Directions for this task »
Copy the records below without altering a single word.
(Source information Opens)
PR #282, opened 2016-10-17
Add VM.clear method

### LINKED ISSUE #274: VM clear method notes
For the GUI, we'd like to be able to unload projects from the VM without deleting the whole VM object. Then new projects could be loaded at any time.

Roughly, `clear` method should dispose all the current targets, using `runtime.disposeTarget`. https://github.com/LLK/scratch-vm/blob/3bfd755e6005fcf528a544548e517dce6122c8b0/src/engine/runtime.js#L375 We could actually just do something like "for each target in `runtime.targets` (dispose target)`. 

Note that we should also update `clone.dispose`, to _allow_ disposing of original sprites:
https://github.com/LLK/scratch-vm/blob/3bfd755e6005fcf528a544548e517dce6122c8b0/src/sprites/clone.js#L420
And move that check to the "delete this clone" block instead.

We also have to stop all the currently running threads - I recommend `runtime.stopAll`.

rschamp:
Use it before loading projects so targets don't accumulate when multiple projects are loaded on the same instance.

Move check to see if the clone is the original clone onto the block implementation so all clones can be removed.

Fixes #274

### DIFF
--- a/src/engine/runtime.js
+++ b/src/engine/runtime.js
@@ -378,7 +378,7 @@ Runtime.prototype.dispose = function () {
 
 /**
  * Dispose of a target.
- * @param {!Target} target Target to dispose of.
+ * @param {!Target} disposingTarget Target to dispose of.
  */
 Runtime.prototype.disposeTarget = function (disposingTarget) {
     this.targets = this.targets.filter(function (target) {
--- a/src/engine/runtime.js
+++ b/src/engine/runtime.js
@@ -369,17 +369,25 @@ Runtime.prototype.startHats = function (requestedHatOpcode,
 };
 
 /**
+ * Dispose all targets. Return to clean state.
+ */
+Runtime.prototype.dispose = function () {
+    this.stopAll();
+    this.targets.map(this.disposeTarget, this);
+};
+
+/**
  * Dispose of a target.
  * @param {!Target} target Target to dispose of.
  */
-Runtime.prototype.disposeTarget = function (target) {
-    // Allow target to do dispose actions.
-    target.dispose();
-    // Remove from list of targets.
-    var index = this.targets.indexOf(target);
-    if (index > -1) {
-        this.targets.splice(index, 1);
-    }
+Runtime.prototype.disposeTarget = function (disposingTarget) {
+    this.targets = this.targets.filter(function (target) {
+        if (disposingTarget !== target) return true;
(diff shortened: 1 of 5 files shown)


src/engine/runtime.js
```diff
@@ -369,17 +369,25 @@ Runtime.prototype.startHats = function (requestedHatOpcode,
...
-Runtime.prototype.disposeTarget = function (target) {
-    // Allow target to do dispose actions.
-    target.dispose();
-    // Remove from list of targets.
-    var index = this.targets.indexOf(target);
-    if (index > -1) {
-        this.targets.splice(index, 1);
-    }
+Runtime.prototype.disposeTarget = function (disposingTarget) {
+    this.targets = this.targets.filter(function (target) {
```
rschamp, line 384: I needed to treat `this.targets` as immutable because otherwise the list changes under the feet of `Runtime.dispose` and not all targets are disposed.

src/index.js
```diff
@@ -74,6 +74,15 @@ VirtualMachine.prototype.stopAll = function () {
 };
 
 /**
+ * Clear out current running project data.
+ */
+VirtualMachine.prototype.clear = function () {
+    this.runtime.dispose();
+    this.editingTarget = null;
+    this.emitTargetsUpdate();
```
rschamp, line 82: I could be convinced that this is the responsibility of the `vm.clear()` caller.

src/index.js
```diff
@@ -237,7 +247,7 @@ VirtualMachine.prototype.emitTargetsUpdate = function () {
             return [target.id, target.getName()];
         }),
         // Currently editing target id.
-        editingTarget: this.editingTarget.id
+        editingTarget: this.editingTarget ? this.editingTarget.id : null
```
rschamp, line 250: Due to the above, `editingTarget` is sometimes `null` when `emitTargetsUpdate` is called.

src/index.js
tmickel: I like this way - a VM consumer could call `vm.clear()` and automatically get the target updates as expected.

src/engine/runtime.js
tmickel: Makes sense!

tmickel:
lgtm minus the lint/JSDoc update. thanks Ray!

rschamp:
@tmickel Thank you for the detailed description!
(Source information Closes)
Response below »
PR #282, opened 2016-10-17
Add VM.clear method

### LINKED ISSUE #274: VM clear method notes
For the GUI, we'd like to be able to unload projects from the VM without deleting the whole VM object. Then new projects could be loaded at any time.

Roughly, `clear` method should dispose all the current targets, using `runtime.disposeTarget`. https://github.com/LLK/scratch-vm/blob/3bfd755e6005fcf528a544548e517dce6122c8b0/src/engine/runtime.js#L375 We could actually just do something like "for each target in `runtime.targets` (dispose target)`. 

Note that we should also update `clone.dispose`, to _allow_ disposing of original sprites:
https://github.com/LLK/scratch-vm/blob/3bfd755e6005fcf528a544548e517dce6122c8b0/src/sprites/clone.js#L420
And move that check to the "delete this clone" block instead.

We also have to stop all the currently running threads - I recommend `runtime.stopAll`.

rschamp:
Use it before loading projects so targets don't accumulate when multiple projects are loaded on the same instance.

Move check to see if the clone is the original clone onto the block implementation so all clones can be removed.

Fixes #274

### DIFF
--- a/src/engine/runtime.js
+++ b/src/engine/runtime.js
@@ -378,7 +378,7 @@ Runtime.prototype.dispose = function () {
 
 /**
  * Dispose of a target.
- * @param {!Target} target Target to dispose of.
+ * @param {!Target} disposingTarget Target to dispose of.
  */
 Runtime.prototype.disposeTarget = function (disposingTarget) {
     this.targets = this.targets.filter(function (target) {
--- a/src/engine/runtime.js
+++ b/src/engine/runtime.js
@@ -369,17 +369,25 @@ Runtime.prototype.startHats = function (requestedHatOpcode,
 };
 
 /**
+ * Dispose all targets. Return to clean state.
+ */
+Runtime.prototype.dispose = function () {
+    this.stopAll();
+    this.targets.map(this.disposeTarget, this);
+};
+
+/**
  * Dispose of a target.
  * @param {!Target} target Target to dispose of.
  */
-Runtime.prototype.disposeTarget = function (target) {
-    // Allow target to do dispose actions.
-    target.dispose();
-    // Remove from list of targets.
-    var index = this.targets.indexOf(target);
-    if (index > -1) {
-        this.targets.splice(index, 1);
-    }
+Runtime.prototype.disposeTarget = function (disposingTarget) {
+    this.targets = this.targets.filter(function (target) {
+        if (disposingTarget !== target) return true;
(diff shortened: 1 of 5 files shown)


src/engine/runtime.js
```diff
@@ -369,17 +369,25 @@ Runtime.prototype.startHats = function (requestedHatOpcode,
...
-Runtime.prototype.disposeTarget = function (target) {
-    // Allow target to do dispose actions.
-    target.dispose();
-    // Remove from list of targets.
-    var index = this.targets.indexOf(target);
-    if (index > -1) {
-        this.targets.splice(index, 1);
-    }
+Runtime.prototype.disposeTarget = function (disposingTarget) {
+    this.targets = this.targets.filter(function (target) {
```
rschamp, line 384: I needed to treat `this.targets` as immutable because otherwise the list changes under the feet of `Runtime.dispose` and not all targets are disposed.

src/index.js
```diff
@@ -74,6 +74,15 @@ VirtualMachine.prototype.stopAll = function () {
 };
 
 /**
+ * Clear out current running project data.
+ */
+VirtualMachine.prototype.clear = function () {
+    this.runtime.dispose();
+    this.editingTarget = null;
+    this.emitTargetsUpdate();
```
rschamp, line 82: I could be convinced that this is the responsibility of the `vm.clear()` caller.

src/index.js
```diff
@@ -237,7 +247,7 @@ VirtualMachine.prototype.emitTargetsUpdate = function () {
             return [target.id, target.getName()];
         }),
         // Currently editing target id.
-        editingTarget: this.editingTarget.id
+        editingTarget: this.editingTarget ? this.editingTarget.id : null
```
rschamp, line 250: Due to the above, `editingTarget` is sometimes `null` when `emitTargetsUpdate` is called.

src/index.js
tmickel: I like this way - a VM consumer could call `vm.clear()` and automatically get the target updates as expected.

src/engine/runtime.js
tmickel: Makes sense!

tmickel:
lgtm minus the lint/JSDoc update. thanks Ray!

rschamp:
@tmickel Thank you for the detailed description!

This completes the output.